**WHAT TO PRODUCE**
If a line in the listing contains "github", copy it out whole.

○ ○ ○ ○ ○

PR #493, opened 2025-07-31
Add `-Wsign-conversion` coverage to `:fmt_test`

chiphogg:
We fix the problem by downgrading to 11.0.2, which was the last version
before the `-Wsign-conversion` errors were introduced (fmtlib/fmt#4268).

Helps #149.


chiphogg:
I think this depends on #492.  I'll cherry pick that fix just to test.

PR #497, opened 2025-08-04
Update requirements lock

chiphogg:
Fixes dependabot issues 18, 19, 21.

The only named package update is for mkdocs-material, from 9.6.14 to
9.6.16.  There are no significant-seeming changes to the layout in
[9.6.15] or [9.6.16].  There is, however, a bugfix for
squidfunk/mkdocs-material#8334.  I was able to reproduce this bug on our
current website:

1. Click search bar.
2. Type `qu`.
3. Click outside the search bar to de-focus it.
4. `Ctrl-F` for `qu`:

You get an inordinately high number of results, most of which are from
the search bar (and thus hidden).  On the new version, you get only 8
results, all visible.

[9.6.15]: https://github.com/squidfunk/mkdocs-material/releases/tag/9.6.15
[9.6.16]: https://github.com/squidfunk/mkdocs-material/releases/tag/9.6.16


geoffviola (approved):
Thanks for updating these dependencies and noting the bug fix.

PR #499, opened 2025-08-07
Support risk policy parameter in constructors

chiphogg:
Sometimes, end users have aliases for `Quantity` or `QuantityPoint`
types.  In these cases, sticking exclusively to `.as` can be more
awkward than just using a constructor.  Therefore, we add new Q-to-Q
(and QP-to-QP) constructors to support a second policy argument.

Follow-on for #387.


geoffviola (approved):
The changes look good. Thanks for cleaning that up.

> sticking exclusively to .as can be more
awkward than just using a constructor.

What's the guidance there? Use fewer characters? 😁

○ ○ ○ ○ ○

**SOLUTION FOR THIS TASK**
[9.6.15]: https://github.com/squidfunk/mkdocs-material/releases/tag/9.6.15
[9.6.16]: https://github.com/squidfunk/mkdocs-material/releases/tag/9.6.16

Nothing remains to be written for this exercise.